Studies show eating avocado decreases your hunger, allows you to go longer between meals as well as reduce the surge in insulin and blood sugar after meals. One study in the Nutrition Journal shows that the best way to experience this effect is to start your meal with half an avocado. Participants felt 23% more satisfied longer after meals, and 28% less likely to eat over the next 5 hours by doing this. One of my favorite ways to break my fast is doing this same thing – I enjoy half an avocado with a little drizzle of tea seed oil or avocado oil.

Remember that the fat you eat is not the same fat on your hips, thighs, and belly. Repeat this to yourself anytime you experience feelings of guilt, indulgence or worry when you eat some healthy avocado fat!

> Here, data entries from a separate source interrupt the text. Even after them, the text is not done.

PR #1338, opened 2020-07-31
Add Business Central Generic

freddydk:
# Description
Add Business Central Generic Docker image for the current Windows Version

Microsoft Dynamics 365 Business Central uses Docker in Azure DevOps pipelines and Github Actions.
Today a lot of our App Developing partners are forced to use Self hosted agents because downloading the docker image takes too much time.
The image is built on top of the 4.8 dotnet framework image and contains all what is needed in order to run Dynamics NAV and Business Central docker containers.
The image is built and maintained by the Business Central R&D team out of MDCC (Microsoft Development Center Copenhagen)

## Check list

### DIFF
--- a/images/win/scripts/ImageHelpers/ImageHelpers.psm1
+++ b/images/win/scripts/ImageHelpers/ImageHelpers.psm1
@@ -26,6 +26,7 @@ Export-ModuleMember -Function @(
     'Install-VsixExtension'
     'Get-VSExtensionVersion'
     'Get-WinVersion'
+    'Get-WinVersionNo'
     'Test-IsWin19'
     'Test-IsWin16'
     'Choco-Install'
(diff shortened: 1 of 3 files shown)


maxim-lobanov:
Docker image size: 10.1 GB
Installation time: 3 minutes
Screen Shot 2020-07-31 at 7 45 24 PM

freddydk:
Of the 10Gb, 7,8Gb are reused from the dotnet framework runtime image.
In our pipelines, we typically see around 5 minutes, which ends up being 25-33% of the full pipeline runtime.
image

alepauly:
Hi @freddydk, thanks for bringing this up but I don't think we can cache that image at this time due to space (even it's effectively only using 2.2 GB).  We are continuously looking for ways to provide for more custom needs like this so I'll make sure we keep it in mind as we figure out what we're making available next in our product.

Issue #1332, opened 2020-07-31
The latest vcpkg is broken, please don't take it


snnn:
**Describe the bug**
see: https://github.com/microsoft/vcpkg/issues/12565

I know your team usually generates a new set of images every week. But, the build script always take vcpkg from master, it is kind of dangerous.  Please consider to use tags.  The issue 12565 is an example, if you rebuild the image now, you'll have the bug, and would break all the vcpkg Windows users. 

**Area for Triage**: 
C/C++

**Question, Bug, or Feature?**: 
Bug

**Virtual environments affected**
- [ ] Windows Server 2016 R2
- [ ] Windows Server 2019

**Expected behavior**
Rebuild the image
Try to use vcpkg to install protobuf/libffi or some other open source libraries
The should work fine

**Actual behavior**
It fails, even through it's not your fault. Here just kindly remind you there is a problem.  Please feel free to close this issue without taking extra actions.

maxim-lobanov:
Hello @snnn , Thank you for reaching us.
Am I right that your suggestion to use latest release instead of master branch during installation?
https://github.com/microsoft/vcpkg/releases/latest

snnn:
Yes!

larshg:
It seems that CMake 18 is the culprint and it already hit the pipelines like here:

https://dev.azure.com/PointCloudLibrary/pcl/_build/results?buildId=17096&view=logs&j=d944f354-b9eb-5c76-5ade-3c70deb27a9e&t=fb7e0546-b0fe-5e7c-2a44-5710f4ba7243

So please make a hotfix when VCPKG has solved its bug.

kcgen:
This has tanked our Windows CI since Monday.

maxim-lobanov:
Just to merge discussions in #1340 and this issue:
Looks like rolling back vcpkg to the latest release will cause additional impact because of cmake incompatibility.
Installing master branch looks like the better solution for now.

cc: @strega-nil

kcgen:
@maxim-lobanov , drop and update when the new Windows GitHub images are regenerated w/ the upated vcpkg.

Going on day 8 now with Windows CI broken, so can't wait for the fix :raised_hands: 

![2020-08-03_08-32](https://user-images.githubusercontent.com/1557255/89206500-3a552980-d56e-11ea-95d4-ed4232ab2953.png)

maxim-lobanov:
Hello,
[...]

PR #1340, opened 2020-07-31
[Windows] Fix vcpkg installation

dibir-magomedsaygitov:
# Description
We need to install vcpkg from the latest release instead of master branch commit.

#### Related issue:
https://github.com/actions/virtual-environments/issues/1332

## Check list

### DIFF
--- a/images/win/scripts/Installers/Install-Vcpkg.ps1
+++ b/images/win/scripts/Installers/Install-Vcpkg.ps1
@@ -3,21 +3,23 @@
 ##  Desc:  Install vcpkg
 ################################################################################
 
-Import-Module -Name ImageHelpers -Force
+Write-Host "Download the latest vcpkg version..."
+$vcpkgDownloadUrl = (Invoke-RestMethod "https://api.github.com/repos/microsoft/vcpkg/releases/latest").tarball_url
+$installDir = 'C:\vcpkg'
+New-Item $installDir -type directory
+$tempPath = Join-Path -Path "${env:Temp}" -ChildPath "vcpkg.tar.gz"
+Invoke-WebRequest $vcpkgDownloadUrl -OutFile $tempPath
 
-$Uri = 'https://github.com/Microsoft/vcpkg.git'
-$InstallDir = 'C:\vcpkg'
-$VcpkgExecPath = 'vcpkg.exe'
-
-git clone --depth=1 $Uri $InstallDir -q
+Write-Host "Expand vcpkg archive"
+tar -xzvf $tempPath -C $installDir --strip-components=1
 
 # Build and integrate vcpkg
-Invoke-Expression "$InstallDir\bootstrap-vcpkg.bat"
-Invoke-Expression "$InstallDir\$VcpkgExecPath integrate install"
+Invoke-Expression "$installDir\bootstrap-vcpkg.bat"
+Invoke-Expression "$installDir\vcpkg.exe integrate install"
 
 # Add vcpkg to system environment
-Add-MachinePathItem $InstallDir
+Add-MachinePathItem $installDir
 $env:Path = Get-MachinePath
-setx VCPKG_INSTALLATION_ROOT $InstallDir /M
+setx VCPKG_INSTALLATION_ROOT $installDir /M
 
 Invoke-PesterTests -TestFile "Tools" -TestName "Vcpkg"


images/win/scripts/Installers/Install-Vcpkg.ps1
```diff
@@ -3,21 +3,23 @@
 ##  Desc:  Install vcpkg
 ################################################################################
 
-Import-Module -Name ImageHelpers -Force
+Write-Host "Download the latest vcpkg version..."
+$vcpkgDownloadUrl = (Invoke-RestMethod "https://api.github.com/repos/microsoft/vcpkg/releases/latest").tarball_url
+$installDir = 'C:\vcpkg'
+New-Item $installDir -type directory
+$tempPath = Join-Path -Path "${env:Temp}" -ChildPath "vcpkg.tar.gz"
+Invoke-WebRequest $vcpkgDownloadUrl -OutFile $tempPath
```
vmapetr, line 11: Maybe use `Start-DownloadWithRetry`?

vmapetr: And for releases manifest too.

images/win/scripts/Installers/Install-Vcpkg.ps1
```diff
@@ -3,21 +3,23 @@
 ##  Desc:  Install vcpkg
 ################################################################################
 
-Import-Module -Name ImageHelpers -Force
+Write-Host "Download the latest vcpkg version..."
+$vcpkgDownloadUrl = (Invoke-RestMethod "https://api.github.com/repos/microsoft/vcpkg/releases/latest").tarball_url
```
miketimofeev, line 7: maybe zipball? And then use `Extract-7Zip` function instead of tar since I'm not so confident in Windows tar

dibir-magomedsaygitov: We can't unzip archive without first directory with `Extract-7Zip`.  That's why i'm using `tar`.

images/win/scripts/Installers/Install-Vcpkg.ps1
vsafonkin: @vmapetr , it looks strange, but `Start-DownloadWithRetry` helper return unexpected response for this link:
```
The remote server returned an error: (403) Forbidden
```

dibir-magomedsaygitov: Thank you for your point, but when `Start-DownloadWithRetry` is being used we are getting `Exception calling "DownloadFile" with "2" argument(s): "The remote server returned an error: (403) Forbidden."`.
error

kcgen:
This week's `master` branch of vspkg was broken due to their lack of strong CI gating on their part to handle a recent change in cmake.  This break [rippled across vspkg users](https://github.com/dosbox-staging/dosbox-staging/issues/524#issuecomment-667112140), impacting many projects include CI workflows.

However, "fixing" this by falling back to vspkg's 2-month-release cycle will cause all of vspkg's hotfixes to resurface for GitHub CI users.  These will be hidden from you though - and instead a new flood of issues will hit vspkg.

So to address one issue today, we will be [re-opening approximately ~300 closed issues](https://github.com/microsoft/vcpkg/issues?page=1&q=is%3Aissue+is%3Aclosed) that have been fixed by vspkg since their last stable release.

I believe a more robust solution is to include vspkg as a pre-req in GitHub's VM environment CI gating. 

Run the candidate branch of vspkg through a handful of low-level packages installations - like png, zlib, and gpg.   If any fail, then rollback to the prior passing vspkg.  In the worst case here, you will only undo the minimum amount of vspkg progress as possible to proceed with a stable build - and not undo months of fixes.

maxim-lobanov:
@kcgen , thank you for your feedback. That all makes sense.
Unfortunately, we don't have capacity to test the latest master of vcpkg, before accepting it. So we have to trust VCPKG team here.
Actually, We have two solutions:
- Always install latest master
- Always install latest release

Since we don't have much experience with VCPKG, probably you have better context what is preferred.

@strega-nil, Hello!
Could you please take a look at the discussion in this PR and in #1332 and advice the best solution?

kcgen:
> Unfortunately, we don't have capacity to test the latest master of vcpkg, before accepting it. So we have to trust VCPKG team here.

Thanks for explaining the dilemma @maxim-lobanov - yes, the problem of _"we don't have capacity to test"_ completely dwarfs this vspkg issue.  Are you telling me the VM images that (millions?) of users rely on every week are loaded with software that hasn't undergone even the most basic of sanity checks?

Surely Microsoft and GitHub have Windows VMs where all of the candidate packages can be installed and some dead-simple powershell commands could execute the software (starting with the most simplest of tests `vspkg install zlib` is all we're talking about) prior to accepting that software? 

You could additionally have a virus scanner and behavior/network scanner inspect the process to, and include that in your CI gate. 

This is so fundamental that I hope it's someone's full time job there. It's only a matter of time before just one of these "trusted-but-not-tested" packages are trojaned with a GitHub SECRETs harvester.

Back to this vspkg issue - this issue alone has blown up for them, causing apologies and broken workflows; they see the immediate need for strong CI gating to prevent this from ever happening again.  I suspect that will be in-place in the coming days or weeks. Whatever trust you currently had in their master branch, you will be able to trust it a whole lot more going forward.  

In the meantime, I understand they've already fixes this issue too.  So rolling back to their last release will reintroduce already fixed bugs since then.

Perhaps the safest course of action would be to temporarily roll back to the stable release - and inform your users ( which might be other GitHub teams, like Workflows, etc) who in turn can inform their end-users (like myself) that vspkg is being reverted and prior fixes might be broken again.

This will give vspkg time to implement their strong CI gating and get any kinks worked out. Once that's stable, I would then roll forward to their master branch again as breaking-changed will be blocked before they hit master.

maxim-lobanov:
@kcgen, 
As for the validation, we have validation gates that contain a bunch of smoke (very very simple) tests to validate that the tool is installed on image successfully and antivirus checks. (Unfortunately, vcpkg is not covered properly right now and we are planning to do that soon).

When I said "we don't have capacity to validate latest master of VCPKG", I meant a bit different: we need to generate image, do validation of image, if vcpkg doesn't work properly, we have to do PR to rollback it and hardcode some old version, regenerate image and etc. It will take much time and could block and delay image rollout and other important updates. Considering the fact that we have ton of tools installed and every could be affected by the same (release contains bugs). We could risk never deploy image in this case because we hang in rolling back versions :)
I understand your point and we are trying to improve our test-coverage constantly but unfortunately, it is not possible to follow up all tools and all release notes. And as you mentioned above, it is always dilemma between good test-coverage from our side and trusting tool owners. (Absolutely, agree that this particular issue is pretty obvious and could be caught from our side).
It is what I mentioned "We have to trust tool owners" that their releases don't contain bugs (at least critical).

As for the Vcpkg, we do even worse thing - always pick up master branch. It means every day a lot of commits could break everything (especially, if tool doesn't have own strong validation as you said) 
Personally, I prefer pickup the latest release instead of latest master as you mentioned. In this case, vcpkg version could be a bit outdated but the risk of critical bug is lower.

kcgen:
@maxim-lobanov  - thanks for the clarification! Great to hear that smoke tests are in place for major components and is improving for lesser components like `vspkg`.

> Personally, I prefer pickup the latest release instead of latest master as you mentioned.

With testing of vspkg weak on both sides, I think falling back to the stable release is the best you can do. Once automatic CI gating is in place, then you can safely move up to master and users will benefit from the post-relaese fixes.

kcgen:
@maxim-lobanov: some late breaking news on this - https://github.com/microsoft/vcpkg/pull/12569#issuecomment-667318339

The issue is that vxpkg (all prior versions including latest master) will blindly use the host-installed cmake (if detected) instead of its own internally proven-and-tested version. 

If the github VM is rolled back to an older vxpkg but you continue to install the latest cmake version (1.18 I believe), then that older vxpkg will attempt to use cmake 1.18 and again fail. 

This can be solved by:
 - not installing cmake (vxpkg will then use its internal version), or
- install cmake, but only up to the version that vxpkg has been tested with (1.17 for prior versions, or 1.18 as of today's latest master)
- only permit new cmake versions once vxpkg has been tested with them

kcgen:
@maxim-lobanov: some new information that changes the above assumptions:

If vcpkg finds cmake installed on the host, then it will blindly use that instead ofits own internally-bundled proven-and-tested version. 

This exposes a version race-condition: if cmake on the host has new API breaking-changes versus the latest version that the vcpkg devs have tested with (and embedded), then vcpkg will fail when it tries to interface with the host cmake.

So our proposed solution above: rolling back to the last stable release-build of vxpkg won't solve the problem, because its "knowledge" of cmake only goes up to 1.17, however the version of cmake separately installed on the GitHub VMs is 1.18 -- so this version race-condition will continue to exist.

This can be solved by:
 - not installing cmake on the host (vxpkg will then use its internal version), or
- install cmake, but only up to the version that vxpkg has been tested with (1.17 for prior versions, or 1.18 as of today's latest vcpkg master)
- only permit new cmake versions once vxpkg has been tested with them

I've proposed to the vcpkg team that vcpkg be changed to check the host cmake version, and only use that if its version is equal-to or less-than what vcpkg is using internally.  This will eliminate that race condition.

https://github.com/microsoft/vcpkg/pull/12569#issuecomment-667318339

strega-nil:
@kcgen I will say that breaking changes in cmake are _exceedingly_ rare, and are mostly bugfixes; our code was buggy, and was only allowed by cmake also being buggy.

kcgen:
> breaking changes in cmake are exceedingly rare

So to prevent this from happening again, the answer is ... Do nothing?

- This issue knocked out vcpkg for almost a week.

- GitHub's CI virtual machines are still knocked out because the infrastructure team re-generates the images once a week. My project still cannot merge PRs.

- Airgap deployments bundling today's "fixed" vcpkg that are cmake-1.18 compatible carry a constant risk that any /future/ cmake version will break vxpkg. 

wreckage aside,  why are we still trying to avoid the seat belt? What benefit does vxpkg gain by -not- limiting the version of cmake used to that which vxpkg has been tested against?  

Good design should avoid leaps of faith, and use hard proofs instead (when possible).  This is one case where a trivial version check avoids the leap of faith. 

> our code was buggy, and was only allowed by cmake also being buggy.

All the more reason to only trust up-to the version tested against.
Bugs will continue to be added by both projects; that's the one guarantee we all know :-)

strega-nil:
Perhaps. We'll have to look at it, especially because we _cannot_ download tools on some platforms.

kcgen:
Thanks @strega-nil.

maxim-lobanov:
Thank you for your discussion, that is helpful.

Honestly, I don't think that synchronize cmake and vcpkg version on image suites for us:
- It will add maintenance work to check compatibility and update cmake manually if it is allowed on weekly basis
- Customers who don't care about vcpkg but want to use the latest cmake won't be happy to wait additional weeks until new cmake is tested and approved by vcpkg team (usually, we get requests to update cmake right after releasing new version - that is the reason why we just pickup the latest version automatically)

If vcpkg has strong dependency on cmake version, it makes sense to include cmake to vcpkg bundle and update it regularly and use host version of cmake only if it is compatible as it was proposed above. The current approach doesn't suit for using in CI systems.

We are going to hold off / close current PRs to switch vcpkg to latest release because as we have discussed above it will cause more impact and will cause issue with cmake.
Let's move further discussion to #1332

kcgen:
Any progress when the new Windows GitHub images are going to be regenerated w/ the fixed vcpkg?

(going on day 8 now with Windows CI broken)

Makes a Nourishing Face Mask

It’s true, the benefits of avocado work as wonderfully on the outside of your body as they do on the inside! Avocado is the perfect addition to your beauty regimen as an exfoliating and nourishing face mask. Especially if you struggle with dry and/or splotchy skin, the fat in avocado can truly work wonders. Try an easy mask by combining one ripe avocado, one egg white, two tablespoons of oats and the juice of one lemon. Apply to your face and let it sit for about a half hour, then rinse with warm water.

Food For Thought

The vast benefits and uses of avocado inspire more culinary creativity in me than any other food! One of my tricks is to dream up my favorite sandwich and then lose the bread. I carve out the flesh of the avocado, spread it or mix it with my protein, fill the avocado shells with it and top it with my favorite sandwich fixins, sauces and extra veggies. This way, I keep it low carb, high fat, and moderate protein – the ultimate combination for a metabolic reset! There are so many ways to consume avocado and I’m thrilled to share a couple of my personal favorites with you.

The composition of healthy fats, fiber, vitamins, minerals, and plant compounds provide us with endless health and beauty benefits, not to mention they are downright delicious. However you decide to incorporate avocados into your daily life, your health and taste buds will dramatically reap the benefits that you will feel and see immediately!